Akibat kepercayaan yang diberikan oleh Bupati tersebut, Djaya dituding tidak transparan dan terkesan tebang pilih terhadap kroni-kroninya. Baik itu sifatnya pembayaran proposal bantuan, pencairan bantuan kerjasama publikasi/berita dan anggaran bantuan lainnya sebagai mitra kerja pemerintah. “Selama memprioritaskan kroninya, anggaran tidak akan sehat. BPK sebaiknya khusus mengaudit pengeluaran Djaya Pranolo”, ujar sumber yang layak dipercaya.
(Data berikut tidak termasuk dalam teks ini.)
PR #11927, opened 2023-02-05
Columns of mapped objects can be added to the form results report

volha-pivavarchyk:

#### Description:

Fields of the object mapped to the form field can be added to the list of form results report columns. E.g. fields of contact, company and custom object.

image

image

#### Steps to test this PR:

2. Ensure that the setting `Use the form result as report data sources` is enabled.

Terbukti, saat Pelita RAKYAT menemui Djaya Pranolo diruang kerjanya untuk mengusulkan pengajuan proposal ucapan HUT Purwakarta dan Hari Jadi Purwakarta dengan tegas ditolak. “Maaf anda tidak termasuk”, ujar Djaya. Padahal, untuk kroni kroninya proposal tersebut direalisasikan. Itulah salah satu potret pelayanan dari sekian kebobrokan kepentingan golongannya demi berbau penyimpangan.
Maka tak mengherankan, jika dari hasil audit BPK ditemukan, atau dari Laporan Hasil Pemeriksaan (LHP) Laporan Keuangan Pemerintah Daerah (LKPD) Kabupaten Purwakarta 2010, dari enam Kabupaten/Kota di Jawa Barat, salah satunya adalah kabupaten Purwakarta yang telah ditemukan BPK ada penyimpangan sebesar Rp 28 miliar lebih.
Hal itu diketahui dari Kepala Perwakilan (Kalan) Provinsi Jabar BPK RI Slamet Kurniawan usai penyampaian LHP BPK RI atas enam LKPD Tahun Anggaran (TA) 2010 di kantor BPK Jabar, Jalan Mohamad Toha, Kota Bandung baru baru ini. Slamet menyebutkan, enam LHP tersebut dari 27 LKPD yang telah diperiksa pada semester I tahun 2011. Sementara daerah lain rencananya diberikan dalam waktu dekat ini,termasuk pelaparon untuk Pemerintah Provinsi Jabar.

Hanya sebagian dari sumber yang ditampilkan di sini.